# Try it:
Would you print all of the entries word for word?

Collected data:

○ ○ ○ ○ ○ ○ ○

PR #172, opened 2019-06-09
Set current namespace from kubeconfig by default

nak3:
`kn` command does not pick up namespace from kubeconfig but hardcorded
`default` namespace.

This patch fixes to get namespace from kubeconfig.

Fixes https://github.com/knative/client/issues/7

### DIFF
--- a/pkg/kn/commands/namespaced_test.go
+++ b/pkg/kn/commands/namespaced_test.go
@@ -36,7 +36,7 @@ func TestGetNamespaceSample(t *testing.T) {
 	expectedNamespace := "test1"
 	testCmd.SetArgs([]string{"--namespace", expectedNamespace})
 	testCmd.Execute()
-	kp := &KnParams{}
+	kp := &KnParams{NamespaceFactory: func() (string, error) { return FakeNamespace, nil }}
 	actualNamespace, err := kp.GetNamespace(testCmd)
 	if err != nil {
 		t.Fatal(err)
@@ -69,7 +69,7 @@ func TestGetNamespaceAllNamespacesSet(t *testing.T) {
 	sampleNamespace := "test1"
 	testCmd.SetArgs([]string{"--namespace", sampleNamespace, "--all-namespaces"})
 	testCmd.Execute()
-	kp := &KnParams{}
+	kp := &KnParams{NamespaceFactory: func() (string, error) { return FakeNamespace, nil }}
 	actualNamespace, err := kp.GetNamespace(testCmd)
 	if err != nil {
 		t.Fatal(err)
@@ -86,7 +86,7 @@ func TestGetNamespaceDefaultAllNamespacesUnset(t *testing.T) {
 	expectedNamespace := ""
 	testCmd.SetArgs([]string{"--all-namespaces"})
 	testCmd.Execute()
-	kp := &KnParams{}
+	kp := &KnParams{NamespaceFactory: func() (string, error) { return FakeNamespace, nil }}
 	actualNamespace, err := kp.GetNamespace(testCmd)
 	if err != nil {
 		t.Fatal(err)
@@ -102,7 +102,7 @@ func TestGetNamespaceAllNamespacesNotDefined(t *testing.T) {
 	expectedNamespace := "test1"
 	testCmd.SetArgs([]string{"--namespace", expectedNamespace})
 	testCmd.Execute()
-	kp := &KnParams{}
+	kp := &KnParams{NamespaceFactory: func() (string, error) { return FakeNamespace, nil }}
 	actualNamespace, err := kp.GetNamespace(testCmd)
 	if err != nil {
 		t.Fatal(err)
--- a/pkg/kn/commands/namespaced_test.go
+++ b/pkg/kn/commands/namespaced_test.go
@@ -36,7 +36,8 @@ func TestGetNamespaceSample(t *testing.T) {
 	expectedNamespace := "test1"
 	testCmd.SetArgs([]string{"--namespace", expectedNamespace})
 	testCmd.Execute()
-	actualNamespace, err := GetNamespace(testCmd)
+	kp := &KnParams{}
+	actualNamespace, err := kp.GetNamespace(testCmd)
 	if err != nil {
 		t.Fatal(err)
 	}
@@ -45,12 +46,13 @@ func TestGetNamespaceSample(t *testing.T) {
 	}
 }
 
-// test without setting any namespace
+// test current namespace without setting any namespace
 func TestGetNamespaceDefault(t *testing.T) {
 	testCmd := testCommandGenerator(true)
-	expectedNamespace := "default"
+	expectedNamespace := "current"
 	testCmd.Execute()
-	actualNamespace, err := GetNamespace(testCmd)
+	kp := &KnParams{CurrentNamespace: "current"}
+	actualNamespace, err := kp.GetNamespace(testCmd)
 	if err != nil {
 		t.Fatal(err)
 	}
@@ -67,7 +69,8 @@ func TestGetNamespaceAllNamespacesSet(t *testing.T) {
 	sampleNamespace := "test1"
 	testCmd.SetArgs([]string{"--namespace", sampleNamespace, "--all-namespaces"})
 	testCmd.Execute()
-	actualNamespace, err := GetNamespace(testCmd)
+	kp := &KnParams{}
+	actualNamespace, err := kp.GetNamespace(testCmd)
 	if err != nil {
 		t.Fatal(err)
 	}
@@ -83,7 +86,8 @@ func TestGetNamespaceDefaultAllNamespacesUnset(t *testing.T) {
 	expectedNamespace := ""
 	testCmd.SetArgs([]string{"--all-namespaces"})
 	testCmd.Execute()
-	actualNamespace, err := GetNamespace(testCmd)
+	kp := &KnParams{}
+	actualNamespace, err := kp.GetNamespace(testCmd)
 	if err != nil {
 		t.Fatal(err)
 	}
@@ -98,21 +102,8 @@ func TestGetNamespaceAllNamespacesNotDefined(t *testing.T) {
 	expectedNamespace := "test1"
 	testCmd.SetArgs([]string{"--namespace", expectedNamespace})
 	testCmd.Execute()
-	actualNamespace, err := GetNamespace(testCmd)
-	if err != nil {
-		t.Fatal(err)
-	}
-	if actualNamespace != expectedNamespace {
-		t.Fatalf("Incorrect namespace retrieved: %v, expected: %v", actualNamespace, expectedNamespace)
-	}
-}
-
-// test with all-namespace flag not defined and no namespace given
-func TestGetNamespaceDefaultAllNamespacesNotDefined(t *testing.T) {
-	testCmd := testCommandGenerator(false)
-	expectedNamespace := "default"
-	testCmd.Execute()
-	actualNamespace, err := GetNamespace(testCmd)
+	kp := &KnParams{}
+	actualNamespace, err := kp.GetNamespace(testCmd)
 	if err != nil {
 		t.Fatal(err)
 	}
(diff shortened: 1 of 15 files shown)


pkg/kn/commands/namespaced_test.go
```diff
@@ -98,21 +103,8 @@ func TestGetNamespaceAllNamespacesNotDefined(t *testing.T) {
...
-	if err != nil {
-		t.Fatal(err)
-	}
-	if actualNamespace != expectedNamespace {
-		t.Fatalf("Incorrect namespace retrieved: %v, expected: %v", actualNamespace, expectedNamespace)
-	}
-}
-
-// test with all-namespace flag not defined and no namespace given
-func TestGetNamespaceDefaultAllNamespacesNotDefined(t *testing.T) {
```
nak3: I have removed this test case because of ambiguous purpose.

- `TestGetNamespaceDefaultAllNamespacesNotDefined` is very similar to `TestGetNamespaceDefault`.
- The only difference is whether `allNamespaceFlag` is enabled or not via `testCommandGenerator`.
- The removed `TestGetNamespaceDefaultAllNamespacesNotDefined` tests default namespace when `allNamespaceFlag` is enabled. (I think that this scenario is not happen and not necessary for test.)

rhuss:
Coolio, thanks a lot ! 'was just about to fix that on my own, but even better so :-)

I will have a look later today ...

pkg/kn/commands/types.go
```diff
@@ -31,12 +31,17 @@ var KubeCfgFile string
 type KnParams struct {
 	Output         io.Writer
 	ServingFactory func() (serving.ServingV1alpha1Interface, error)
+	// CurrentNamespace is the namespace set in the current context.
```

○ ○ ○ ○ ○ ○ ○

# Answer:
PR #172, opened 2019-06-09
Set current namespace from kubeconfig by default

nak3:
`kn` command does not pick up namespace from kubeconfig but hardcorded
`default` namespace.

This patch fixes to get namespace from kubeconfig.

Fixes https://github.com/knative/client/issues/7

### DIFF
--- a/pkg/kn/commands/namespaced_test.go
+++ b/pkg/kn/commands/namespaced_test.go
@@ -36,7 +36,7 @@ func TestGetNamespaceSample(t *testing.T) {
 	expectedNamespace := "test1"
 	testCmd.SetArgs([]string{"--namespace", expectedNamespace})
 	testCmd.Execute()
-	kp := &KnParams{}
+	kp := &KnParams{NamespaceFactory: func() (string, error) { return FakeNamespace, nil }}
 	actualNamespace, err := kp.GetNamespace(testCmd)
 	if err != nil {
 		t.Fatal(err)
@@ -69,7 +69,7 @@ func TestGetNamespaceAllNamespacesSet(t *testing.T) {
 	sampleNamespace := "test1"
 	testCmd.SetArgs([]string{"--namespace", sampleNamespace, "--all-namespaces"})
 	testCmd.Execute()
-	kp := &KnParams{}
+	kp := &KnParams{NamespaceFactory: func() (string, error) { return FakeNamespace, nil }}
 	actualNamespace, err := kp.GetNamespace(testCmd)
 	if err != nil {
 		t.Fatal(err)
@@ -86,7 +86,7 @@ func TestGetNamespaceDefaultAllNamespacesUnset(t *testing.T) {
 	expectedNamespace := ""
 	testCmd.SetArgs([]string{"--all-namespaces"})
 	testCmd.Execute()
-	kp := &KnParams{}
+	kp := &KnParams{NamespaceFactory: func() (string, error) { return FakeNamespace, nil }}
 	actualNamespace, err := kp.GetNamespace(testCmd)
 	if err != nil {
 		t.Fatal(err)
@@ -102,7 +102,7 @@ func TestGetNamespaceAllNamespacesNotDefined(t *testing.T) {
 	expectedNamespace := "test1"
 	testCmd.SetArgs([]string{"--namespace", expectedNamespace})
 	testCmd.Execute()
-	kp := &KnParams{}
+	kp := &KnParams{NamespaceFactory: func() (string, error) { return FakeNamespace, nil }}
 	actualNamespace, err := kp.GetNamespace(testCmd)
 	if err != nil {
 		t.Fatal(err)
--- a/pkg/kn/commands/namespaced_test.go
+++ b/pkg/kn/commands/namespaced_test.go
@@ -36,7 +36,8 @@ func TestGetNamespaceSample(t *testing.T) {
 	expectedNamespace := "test1"
 	testCmd.SetArgs([]string{"--namespace", expectedNamespace})
 	testCmd.Execute()
-	actualNamespace, err := GetNamespace(testCmd)
+	kp := &KnParams{}
+	actualNamespace, err := kp.GetNamespace(testCmd)
 	if err != nil {
 		t.Fatal(err)
 	}
@@ -45,12 +46,13 @@ func TestGetNamespaceSample(t *testing.T) {
 	}
 }
 
-// test without setting any namespace
+// test current namespace without setting any namespace
 func TestGetNamespaceDefault(t *testing.T) {
 	testCmd := testCommandGenerator(true)
-	expectedNamespace := "default"
+	expectedNamespace := "current"
 	testCmd.Execute()
-	actualNamespace, err := GetNamespace(testCmd)
+	kp := &KnParams{CurrentNamespace: "current"}
+	actualNamespace, err := kp.GetNamespace(testCmd)
 	if err != nil {
 		t.Fatal(err)
 	}
@@ -67,7 +69,8 @@ func TestGetNamespaceAllNamespacesSet(t *testing.T) {
 	sampleNamespace := "test1"
 	testCmd.SetArgs([]string{"--namespace", sampleNamespace, "--all-namespaces"})
 	testCmd.Execute()
-	actualNamespace, err := GetNamespace(testCmd)
+	kp := &KnParams{}
+	actualNamespace, err := kp.GetNamespace(testCmd)
 	if err != nil {
 		t.Fatal(err)
 	}
@@ -83,7 +86,8 @@ func TestGetNamespaceDefaultAllNamespacesUnset(t *testing.T) {
 	expectedNamespace := ""
 	testCmd.SetArgs([]string{"--all-namespaces"})
 	testCmd.Execute()
-	actualNamespace, err := GetNamespace(testCmd)
+	kp := &KnParams{}
+	actualNamespace, err := kp.GetNamespace(testCmd)
 	if err != nil {
 		t.Fatal(err)
 	}
@@ -98,21 +102,8 @@ func TestGetNamespaceAllNamespacesNotDefined(t *testing.T) {
 	expectedNamespace := "test1"
 	testCmd.SetArgs([]string{"--namespace", expectedNamespace})
 	testCmd.Execute()
-	actualNamespace, err := GetNamespace(testCmd)
-	if err != nil {
-		t.Fatal(err)
-	}
-	if actualNamespace != expectedNamespace {
-		t.Fatalf("Incorrect namespace retrieved: %v, expected: %v", actualNamespace, expectedNamespace)
-	}
-}
-
-// test with all-namespace flag not defined and no namespace given
-func TestGetNamespaceDefaultAllNamespacesNotDefined(t *testing.T) {
-	testCmd := testCommandGenerator(false)
-	expectedNamespace := "default"
-	testCmd.Execute()
-	actualNamespace, err := GetNamespace(testCmd)
+	kp := &KnParams{}
+	actualNamespace, err := kp.GetNamespace(testCmd)
 	if err != nil {
 		t.Fatal(err)
 	}
(diff shortened: 1 of 15 files shown)


pkg/kn/commands/namespaced_test.go
```diff
@@ -98,21 +103,8 @@ func TestGetNamespaceAllNamespacesNotDefined(t *testing.T) {
...
-	if err != nil {
-		t.Fatal(err)
-	}
-	if actualNamespace != expectedNamespace {
-		t.Fatalf("Incorrect namespace retrieved: %v, expected: %v", actualNamespace, expectedNamespace)
-	}
-}
-
-// test with all-namespace flag not defined and no namespace given
-func TestGetNamespaceDefaultAllNamespacesNotDefined(t *testing.T) {
```
nak3: I have removed this test case because of ambiguous purpose.

- `TestGetNamespaceDefaultAllNamespacesNotDefined` is very similar to `TestGetNamespaceDefault`.
- The only difference is whether `allNamespaceFlag` is enabled or not via `testCommandGenerator`.
- The removed `TestGetNamespaceDefaultAllNamespacesNotDefined` tests default namespace when `allNamespaceFlag` is enabled. (I think that this scenario is not happen and not necessary for test.)

rhuss:
Coolio, thanks a lot ! 'was just about to fix that on my own, but even better so :-)

I will have a look later today ...

pkg/kn/commands/types.go
```diff
@@ -31,12 +31,17 @@ var KubeCfgFile string
 type KnParams struct {
 	Output         io.Writer
 	ServingFactory func() (serving.ServingV1alpha1Interface, error)
+	// CurrentNamespace is the namespace set in the current context.
```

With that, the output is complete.